I have tested this detector with it's current parameters and updated the testing data provided by Shane. These tests show that the detector works well for some streams, but not so well for others. Future work could look at optimising the detector parameters on a per-stream basis.
Further analysis of Caida run data was carried out to ignore load balancers with a collection TTL less than five when determining population proportions of paths with different load balancer types and different probe types.
The paper was updated with the new results and some other aspects were updated as well.
The six monthly report was filled in with goals and achievements. This may need to be further updated.
This week I managed to multi-thread my implementation of the Genetic Algorithm.
This reduced the runtime of the algorithm by approx. 30%.
After optimising the GA I have begun to investigate building the detector proper, using the PlateauLevelDetector to smooth out the otherwise very noisy probabilities.
The warts analysis program has been upgraded to provide further information for the paper. This has included counting ICMP paths with no route changes and acculating non matching load balancer successor sets for ICMP.
Counts of load balancers at given hop counts have also been calculated for three packet types and three load balancer types. Subsequently to this a program has been written to count percentage paths with one of the three load balancer types where the load balancers with a hop count less than five are not counted. This is to avoid repeatedly counting the same load balancers.
Some of the graphs in the paper have been redone to include ICMP data.
The points raised about the paper at the last meeting have been addresses, though the load balancer path percentages are being run today.
Spent a fair amount of time reading papers on the limits and alternatives to Dempster-Schafer for combining evidence. The main limitation of D-S is that it can produce counter-intuitive results in case of strong conflict between argument beliefs. However, there are no elements of conflict in the belief functions for the detectors, which makes D-S the preferred option (until I find a better alternative). I also came across a number of other rules (Bayesian, fuzzy logic, TBM, etc) that I plan on reading about during the break.

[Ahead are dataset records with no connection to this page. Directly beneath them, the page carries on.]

PR #1632, opened 2025-03-11
SWC-7269

jay-hodgson:
Test first development - test that verifies the number of times the redirect is called fails before the code change:
Screenshot 2025-03-11 at 1 04 29 PM

### DIFF
--- a/apps/synapse-oauth-signin/src/OAuth2Form.tsx
+++ b/apps/synapse-oauth-signin/src/OAuth2Form.tsx
@@ -43,10 +43,6 @@ const sendGTagEvent = (event: string) => {
   }
 }
 
-function redirectToURL(redirectURL: string) {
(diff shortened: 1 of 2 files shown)


apps/synapse-oauth-signin/src/OAuth2Form.tsx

Also spent a considerable amount of time looking at the events for the AMP-ICMP graphs for the Quarterpounder to Google.com stream. There are a huge number of events, which makes grouping and rating them take forever. I need to do more of the amp-icmp stream analysis before calculating the belief values for each detector, and that's something that I plan on doing during the break too.

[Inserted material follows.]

PR #1638, opened 2025-03-14
PORTALS-3475

jay-hodgson:


jay-hodgson:
Changed configuration for component only exposed in Experimental Mode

As per discussing with Richard and Brendon, I aimed this week to produce a more fully connected version of the traceroute graph, for the purpose of visualising the networks represented by interconnected routes more accurately. I knew that in order to do this I needed to abandon my existing tree structure and instead represent the data as a graph, so I spent some time reading about drawing algorithms for directed graphs, which led me to reading further into hierarchical graphs, which appeared to be exactly what I was looking for. Hierarchical graphs are typically drawn according to Sugiyama's framework, which breaks the process down into 5 stages, each requiring the selection of an algorithm meeting the requirements of application.
Of course, multiple stages of the layout process are NP-hard or NP-complete, so drawing these graphs is slow. Dagre would hang the browser for potentially several seconds before anything could be drawn to the canvas.